→ Work item
Lines from the top of the entries down to the line with "paths except one." must be set down exactly as they stand, with both ends retained.

→ Task material
PR #5954, opened 2021-08-09
Support regex-style patterns in `@Filter`

### LINKED ISSUE #5842: Support for regexes in @Filter for HttpServerFilter
Hi all!

When using `@Filter` annotations with `HttpServerFilter`, currently the `pattern` attribute only supports Ant-style patterns. Because of it, we can't use more complicated patterns (using regex, for example). A simple case that regex can support but Ant can't is accepting all paths except one.

This question was raised on gitter (discussed briefly with @jameskleeh), and I suggested that we support something like `@Filter(pattern="/mypath", patternStyle=ANT)` or `@Filter(pattern="/mypath", patternStyle=REGEX)`, with the default being Ant, to avoid breaking changes.

One thing to note is that using regexes is less performant than using Ant-style patterns. This should be communicated properly to users.

If this is fine, I can come up with a PR.

### Expected Behaviour

Micronaut should support more complex patterns for `@Filter`

### Actual Behaviour

Micronaut only supports simple Ant-style patterns for `@Filter`

racevedoo:
Adds a attribute to the `Filter` annotation, specifying which style of
pattern to use, keeping Ant as the default (avoiding breaking changes).

Fixes #5842

### DIFF
--- a/core/src/main/java/io/micronaut/core/util/RegexPathMatcher.java
+++ b/core/src/main/java/io/micronaut/core/util/RegexPathMatcher.java
@@ -1,0 +1,35 @@
+/*
+ * Copyright 2017-2021 original authors
+ *
+ * Licensed under the Apache License, Version 2.0 (the "License");
+ * you may not use this file except in compliance with the License.
+ * You may obtain a copy of the License at
+ *
+ * https://www.apache.org/licenses/LICENSE-2.0
+ *
+ * Unless required by applicable law or agreed to in writing, software
+ * distributed under the License is distributed on an "AS IS" BASIS,
+ * WITHOUT WARRANTIES OR CONDITIONS OF ANY KIND, either express or implied.
+ * See the License for the specific language governing permissions and
+ * limitations under the License.
+ */
+package io.micronaut.core.util;
+
+import java.util.Map;
+import java.util.concurrent.ConcurrentHashMap;
+import java.util.regex.Pattern;
+
+/**
+ * PathMatcher implementation for regex-style patterns.
+ * @author Rafael Acevedo
+ * @since 3.1
+ */
+public class RegexPathMatcher implements PathMatcher {
+  private final Map<String, Pattern> compiledPatterns = new ConcurrentHashMap<>();
+
+  @Override
+  public boolean matches(String pattern, String source) {
+    if (pattern == null || source == null) return false;
+    return compiledPatterns.computeIfAbsent(pattern, Pattern::compile).matcher(source).matches();
+  }
+}
--- a/http/src/main/java/io/micronaut/http/filter/HttpFilterResolver.java
+++ b/http/src/main/java/io/micronaut/http/filter/HttpFilterResolver.java
@@ -78,6 +78,13 @@ public interface HttpFilterResolver<F extends HttpFilter, T extends AnnotationMe
         @NonNull String[] getPatterns();
 
         /**
+         * @return The filter patterns
+         */
+        default FilterPatternStyle getPatternStyle() {
+            return FilterPatternStyle.defaultStyle();
+        }
+
+        /**
          * @return Does the entry define any methods.
          */
         default boolean hasMethods() {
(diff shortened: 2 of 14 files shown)


core/src/main/java/io/micronaut/core/util/RegexPathMatcher.java
```diff
@@ -0,0 +1,32 @@
...
+/**
+ * PathMatcher implementation for regex-style patterns.
+ * @author Rafael Acevedo
+ * @since 3.0
+ */
+public class RegexPathMatcher implements PathMatcher {
+
+  @Override
+  public boolean matches(String pattern, String source) {
+    Pattern compiledPattern = Pattern.compile(pattern);
```
racevedoo: Is it necessary to keep a cache of pre-compiled patterns here? @jameskleeh

core/src/main/java/io/micronaut/core/util/RegexPathMatcher.java
```diff
@@ -0,0 +1,32 @@
...
+ * limitations under the License.
+ */
+package io.micronaut.core.util;
+
+import java.util.regex.Pattern;
+
+/**
+ * PathMatcher implementation for regex-style patterns.
+ * @author Rafael Acevedo
+ * @since 3.0
```
racevedoo: should it be 3.0 here? or 3.1?

jameskleeh: 3.1

core/src/main/java/io/micronaut/core/util/RegexPathMatcher.java
jameskleeh: I think so yes

http/src/main/java/io/micronaut/http/filter/HttpFilterResolver.java
```diff
@@ -77,6 +77,11 @@
          */
         @NonNull String[] getPatterns();
 
+        /**
+         * @return The filter patterns
+         */
+        @NonNull FilterPatternStyle getPatternStyle();
```
jameskleeh: This should be a default method

http/src/main/java/io/micronaut/http/filter/HttpFilterResolver.java
```diff
@@ -96,18 +101,21 @@ default boolean hasPatterns() {
          * @param filter The filter
          * @param annotationMetadata The annotation metadata
          * @param methods The methods
+         * @param patternStyle the pattern style
          * @param patterns The patterns
          * @return The filter entry
          * @param <FT> the filter type
          */
         static <FT extends HttpFilter> FilterEntry<FT> of(
```
jameskleeh, line 110: Need to create a new method here instead of changing the existing one

core/src/main/java/io/micronaut/core/util/RegexPathMatcher.java
racevedoo: done

core/src/main/java/io/micronaut/core/util/RegexPathMatcher.java
racevedoo: done!

http/src/main/java/io/micronaut/http/filter/HttpFilterResolver.java
racevedoo: done

http/src/main/java/io/micronaut/http/filter/HttpFilterResolver.java
racevedoo: done!

racevedoo:
@jameskleeh should we wait for a 3.1.x branch before merging this? what's usually done in cases like this?

jameskleeh:
@racevedoo Yep should be soon

jameskleeh:
@racevedoo We can merge this now that we have 3.1.x, however this is missing documentation

racevedoo:
> @racevedoo We can merge this now that we have 3.1.x, however this is missing documentation

Great! I'll add some documentation in this PR

racevedoo:
@jameskleeh just added documentation

jameskleeh:
Thanks for the contribution!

→ Answer section
PR #5954, opened 2021-08-09
Support regex-style patterns in `@Filter`

### LINKED ISSUE #5842: Support for regexes in @Filter for HttpServerFilter
Hi all!

When using `@Filter` annotations with `HttpServerFilter`, currently the `pattern` attribute only supports Ant-style patterns. Because of it, we can't use more complicated patterns (using regex, for example). A simple case that regex can support but Ant can't is accepting all paths except one.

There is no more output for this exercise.